Los liberales de izquierdas practican la acción política predicando con el ejemplo: tienen coche, pero es pequeño; beben leche de vaca, pero la vaca era feliz

Históricamente en Norteamérica el espectro político de izquierda-derecha se ha basado fundamentalmente en las distintas maneras que hay de calificar el liberalismo. De izquierda a derecha, a una persona se la puede identificar como libertaria de izquierdas, liberal norteamericano, liberal europeo, ultraliberal, libertaria de derechas… Los primeros ven la libertad como una oportunidad para emanciparnos de los problemas heredados de la historia occidental, patriarcal y burguesa. Los segundos están de acuerdo, pero carecen de imaginación y creen que las estructuras ideológicas son inamovibles. Los terceros balbucean sobre las virtudes de la libertad, con una querencia por la idealización que a menudo los lleva a pasar por alto las cuestiones de orden práctico del momento en cuestión; para ellos, palabras como justicia comunicación son poderosos mantras. En cuanto a los neoliberales y los ultraliberales, están dispuestos a reconocer, hasta distintos extremos, que la libertad contribuye inevitablemente al desarrollo de formas sistémicas de dominación, lo que ven como una necesidad. Les tienen cariño a las metáforas tomadas del ámbito de la naturaleza y el darwinismo vulgar es para ellos un referente fundamental. Por último, los libertarios de derechas aseguran haber declarado la guerra a toda estructura social, salvo la de la gran empresa, que ven como un modelo a seguir. Hay para todos los gustos en este muestrario de opciones en relación con la libertad, lo cual deja muy claro el cariz del sistema que nos brinda dicho muestrario.

[…]

los libertarios de derechas aseguran haber declarado la guerra a toda estructura social, salvo la de la gran empresa, que ven como un modelo a seguir

Al estudiar la génesis del parlamentarismo francés desde 1795 a 1820, el historiador Pierre Serna presenta el “extremo centro” como una historia de las retractaciones.

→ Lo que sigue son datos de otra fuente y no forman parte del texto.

PR #2432, opened 2025-04-14
Replace `bleach` with `nh3` 

### LINKED ISSUE #2169: Switch from bleach to nh3 for HTML cleaning
We use bleach to clean HTML for OpenCodelists, and [bleach is deprecated](https://github.com/mozilla/bleach/issues/698) (although is still get sporadic updates).

We switched to the [nh3 package in job-server](https://github.com/opensafely-core/job-server/issues/4254), and nh3 is maintained.

Jongmassey:
Fixes #2169 

`bleach` is no longer maintained, `ammonia` being a popular replacement along with `nh3` which are its python bindings.

We have already switched to using `nh3` for job-server.


tomodwyer (approved):
Confirmed by adding tags to the `userdocs` markdown files, and output is as expected.

PR #2438, opened 2025-04-15
Remove outdated 'We plan to support ...' message (closes #2437)

### LINKED ISSUE #2437: Remove the text stating that "We plan to support ... in the future"
# Why are we doing this?

The text is out-dated and provides too much information to users at the wrong point.

The codelist builder screen only has relevant and up-to-date information.

# What are we doing?

Removing all instances of the text stating that "We plan to support ... in the future" on the codelist builder screen.

---

lyutok:
Removed outdated message "We plan to support ..." from the UI, as per issue #2437.

Closes #2437

### DIFF
--- a/assets/src/scripts/components/SearchForm.tsx
+++ b/assets/src/scripts/components/SearchForm.tsx
@@ -54,10 +54,6 @@ export default function SearchForm({
             Otherwise, searching will return all concepts with a description
             containing the search term.
           </p>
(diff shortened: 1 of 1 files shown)


lyutok:
Hello, I've removed the outdated message about supporting boolean search operators. This was related to issue #2437. Let me know if anything needs to be changed. Thanks.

Su “república de chaqueteros” la componen políticos serenos, ecuánimes y fiables, gestores de los asuntos públicos que sin embargo conservan su posición retractándose una y otra vez de sus propias palabras, llevando a cabo sin cesar “el inescrupuloso viraje posibilitado por las vicisitudes”. Gradualmente se da un cambio de tornas, pasando de una época en la que ser fiel a las propias convicciones puede causarte la muerte a otra etapa de corrupción en la que “tan pronto como se emite, la palabra de uno, frágil, efímera, cambiante, se ve dañada, erosionada, limitada, gastada, ahuecada por el paso del tiempo y por las condiciones de la existencia misma a medida que se desarrolla, imparable, más allá de la idealidad que tiene en el tiempo suspendido de la promesa”.1 Pero aplicar estos mismos términos al pensar en el actual extremo centro sería retratarlo de forma demasiado favorecedora. A partir la Tercera República, a menudo dominada por partidos de liberales (entonces conocidos como radicales) que dominaban hasta niveles exasperantes el arte de decir Diego donde habían dicho digo, y tras una era de políticos y comunicadores semantistas que cultivaban la ambigüedad desde el mismo origen del pensamiento, los tecnócratas de la política han aprendido a ahorrarse el momento en que uno se muestra convencido. No puedes contradecirte si nunca has dicho nada. Un compendio lexicológico hallado en la École Nationale d’Administration (ENA) enseña a los alumnos a hablar en lo que en Francia llaman langue de bois (‘lengua de madera’, lenguaje acartonado), el idioma de los tópicos estereotípicos. A medida que la globalización financiera los desprovee de cualquier poder real, se pasan los años de universidad practicando la retórica de un ethos sin sentido ni propósito.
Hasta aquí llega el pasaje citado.